This is because having people pay $400 for a pair of tickets, two hot dogs, two beers and two t-shirts to see a game live really isn’t enough. We need them pissing away their money at home, too.
There are, of course, wonderful inducements to give it a try, like getting $200 to bet for free if you just put up $5 of your own. This is based on the same theory that says everybody who goes to Vegas wins and that those enormous glittering casinos spontaneously arise from the sands of the desert.
Fortunately, the Watchdog Press is on the job, looking out for the best interests of its readers.
Besides royalty and neckties and love of the game and other anachronisms, Mt.
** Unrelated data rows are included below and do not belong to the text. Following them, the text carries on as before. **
PR #1362, opened 2025-09-24
Fix UHK60 backlight sleep mode.

### LINKED ISSUE #1176: UHK60v2: LED Segment Display Remains On After Computer Turned Off
A similar issue was first described in https://github.com/UltimateHackingKeyboard/firmware/issues/1123, however that issue has since been closed.

In my setup I have the keyboard connected to a powered USB hub, which is connected to my computer. When turning off the computer, the LED segment display (which by default shows that current keymap) **remains on**, despite key backlight LEDs being correctly powered off.

This appears to be related to v12.x firware versions (as I did not observe it until flashing v12.3.3 recently and was previously on v11.2.0). Note that I am unable to downgrade to a v11.x firmware, as the Agent v4 cannot detect the keyboard and Agent v5 cannot flash v11 firmware.

As a workaround, I currently set the LED display brightness to 0, which is not ideal. Note that setting a LED display timeout does not seem to have an effect in this state (the LED segment display remains on even after the timeout).

kareltucek:
Closes #1176 

Reproduction steps:
- set backlight fade timeout on a UHK60 to say 4 seconds
- connect uhk60 into a dumb usb charger (the older, the better)
- observe that after four seconds it doesn't turn its backlight of
- in case it does, tap some key (a one that has a scancode mapped)
- again observe that after four seconds it doesn't turn its backlight of

### DIFF
--- a/right/src/usb_interfaces/usb_interface_basic_keyboard.c
+++ b/right/src/usb_interfaces/usb_interface_basic_keyboard.c
@@ -27,6 +27,7 @@ bool UsbBasicKeyboard_NumLockOn = false;
 bool UsbBasicKeyboard_ScrollLockOn = false;
 
 static bool needsResending = false;
+static uint8_t retries = 0;
 
 usb_hid_protocol_t usbBasicKeyboardProtocol;
 
@@ -205,7 +206,7 @@ void UsbBasicKeyboardSendActiveReport(void)
     UsbReportUpdateSemaphore |= 1 << USB_BASIC_KEYBOARD_INTERFACE_INDEX;
     usb_status_t status = UsbBasicKeyboardAction();
     //The semaphore has to be set before the call. Assume what happens if a bus reset happens asynchronously here. (Deadlock.)
-    if (status != kStatus_USB_Success) {
+    if (ShouldResendReport(status == kStatus_USB_Success, &retries)) {
         //This is *not* asynchronously safe as long as multiple reports of different type can be sent at the same time.
         //TODO: consider either making it atomic, or lowering semaphore reset delay
         needsResending = true;
--- a/right/src/main.c
+++ b/right/src/main.c
@@ -83,7 +83,8 @@ static void initConfig()
 static void sendFirstReport()
 {
     bool success = false;
-    while (!success) {
+    // Wait until sending a report is successful, but don't block longer than 5 seconds.
+    while (!success && Timer_GetCurrentTime() < 5000) {
         UsbReportUpdateSemaphore |= 1 << USB_BASIC_KEYBOARD_INTERFACE_INDEX;
         usb_status_t status = UsbBasicKeyboardAction();
         if (status != kStatus_USB_Success) {
@@ -94,7 +95,7 @@ static void sendFirstReport()
         }
     }
     while (UsbReportUpdateSemaphore) {
-            __WFI();
+        __WFI();
     }
 }
 
--- a/right/src/usb_interfaces/usb_interface_media_keyboard.c
+++ b/right/src/usb_interfaces/usb_interface_media_keyboard.c
@@ -4,12 +4,12 @@
 #include "utils.h"
 #include "event_scheduler.h"
 
-
 uint32_t UsbMediaKeyboardActionCounter;
 static usb_media_keyboard_report_t usbMediaKeyboardReports[2];
 usb_media_keyboard_report_t* ActiveUsbMediaKeyboardReport = usbMediaKeyboardReports;
 
 static bool needsResending = false;
+static uint8_t retries = 0;
 
 static usb_media_keyboard_report_t* GetInactiveUsbMediaKeyboardReport(void)
 {
@@ -46,7 +46,7 @@ usb_status_t UsbMediaKeyboardAction(void)
 void UsbMediaKeyboardSendActiveReport(void) {
     UsbReportUpdateSemaphore |= 1 << USB_MEDIA_KEYBOARD_INTERFACE_INDEX;
     usb_status_t status = UsbMediaKeyboardAction();
-    if (status != kStatus_USB_Success) {
+    if (ShouldResendReport(status == kStatus_USB_Success, &retries)) {
         UsbReportUpdateSemaphore &= ~(1 << USB_MEDIA_KEYBOARD_INTERFACE_INDEX);
         EventVector_Set(EventVector_ResendUsbReports);
         needsResending = true;
--- a/right/src/usb_interfaces/usb_interface_mouse.c
+++ b/right/src/usb_interfaces/usb_interface_mouse.c
@@ -4,12 +4,14 @@
 #include "event_scheduler.h"
 #include "attributes.h"
 #include "macros/status_buffer.h"
+#include "utils.h"
 
 #ifdef __ZEPHYR__
 #include "usb/usb_compatibility.h"
 #endif
 
 static bool needsResending = false;
+static uint8_t retries = 0;
 
 #include "usb_descriptors/usb_descriptor_mouse_report.h"
 
@@ -178,7 +180,7 @@ void UsbMouseSendActiveReport(void)
 #else
     UsbReportUpdateSemaphore |= 1 << USB_MOUSE_INTERFACE_INDEX;
     usb_status_t status = UsbMouseAction();
-    if (status != kStatus_USB_Success) {
+    if (ShouldResendReport(status == kStatus_USB_Success, &retries)) {
         UsbReportUpdateSemaphore &= ~(1 << USB_MOUSE_INTERFACE_INDEX);
         EventVector_Set(EventVector_ResendUsbReports);
         needsResending = true;
--- a/right/src/usb_interfaces/usb_interface_system_keyboard.c
+++ b/right/src/usb_interfaces/usb_interface_system_keyboard.c
@@ -2,12 +2,14 @@
 #include "usb_composite_device.h"
 #include "usb_report_updater.h"
 #include "event_scheduler.h"
+#include "utils.h"
 
 #ifndef UTILS_ARRAY_SIZE
 #define UTILS_ARRAY_SIZE(x) (sizeof(x) / sizeof((x)[0]))
 #endif
 
 static bool needsResending = false;
+static uint8_t retries = 0;
 
 uint32_t UsbSystemKeyboardActionCounter;
 static usb_system_keyboard_report_t usbSystemKeyboardReports[2];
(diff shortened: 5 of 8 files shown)


jpyllman:
I have not tested this yet. But to me this code does not look good/safe style. I have not looked at the full code for the firmware. So I can not say if it follows the style of not.

Question: what does Timer_GetCurrentTime() really return??

Also, I comment that this happens when there is nobody that responds to the USB. So to me it should more be that it turns off even if there is an error on the USB. I guess that the thing that is sent on the USB is telling backlight turned off?

kareltucek:
> I have not tested this yet. But to me this code does not look good/safe style.

Can you elaborate? 

> Question: what does Timer_GetCurrentTime() really return??

Uptime in milliseconds.

>  I guess that the thing that is sent on the USB is telling backlight turned off?

No. It is a normal usb report, supposedly containing a report about user having tapped some key.

-----------------

The actual problems is that sending usb report also trips the "user has done something" logic, and therefore extends sleep timer. 

The idea of the actual change above is that if a report fails to deliver for 250ms straight, then it is probably no longer relevant. 

It is true that when the usb fails for other reasons than a timeout, it may be much less than 250ms. 

So my conclusion is that the resending logic should trigger based on time rather than number of attempts.

Does that sound better?

jpyllman:
> > I have not tested this yet. But to me this code does not look good/safe style.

Pleasant (Tribune) harkens back to a day when part of Physical Education involved learning about personal hygiene.
We were not only given time to shower after gym class, but we were given orders to shower after gym class, and any teacher in a roomful of 12-year-olds knew what a gift that was, if only by comparing gym day to non-gym day.
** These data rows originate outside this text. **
PR #245, opened 2016-09-07
METRON-408 Intermittent Failures of Profile Integration Tests

nickwallen:
[METRON-408](https://issues.apache.org/jira/browse/METRON-408)

The profiler configuration was not being updated from Zookeeper correctly in all cases.  After some period of time the configurations would be updated and the tests would work.  But if this period of time was greater than 90 seconds, the amount of time the profile integration tests wait, then the tests would fail.  

In all cases, messages were being sent through Storm prior to the bolt actually receiving the profiler configuration, which would cause the `ProfileSplitterBolt` to throw an exception indicating that the configuration could not be found. This message `Fatal: Unable to find valid profiler definition` was a symptom of the problem and occurred much more frequently than the tests actually failed.

Since this issue was intermittent, I cannot be sure it is completely gone, but I have been unable to replicate the problem after these changes.  I also am unable to replicate the `Fatal: Unable to find valid profiler definition` error after this fix.


cestella:
Looks good, +1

Times changed, however, and there’s no time in busy schedules for such sanitary fol-de-rol. Nobody has calculated the cost to taxpayers of having the paint blister off the walls from the stench of unshowered kids, but it may be one more reason teachers are being driven away.
And then McKee and Sligh come back with a second shocker in the same story arc, and, as a parent and grandparent, I have no reason to think they’re wrong.
But when I took a mandated Coaching Effectiveness Program to be a youth league coach nearly 40 years ago, one thing they emphasized was to never use laps or pushups as punishment. Exercise and fitness, they reminded us, were the point of sports, not the drawback.
Warm-ups are crucial for injury prevention — a habit best acquired before puberty changes that rubbery cartilage into pullable tendons — and endurance is the key to victory.
And victory, and teamwork, are fun, which is why we were supposed to stretch and run with them, not stand in the middle blowing a whistle.
Punishment? Fitness isn’t punishment.
Fitness is how you avoid punishment.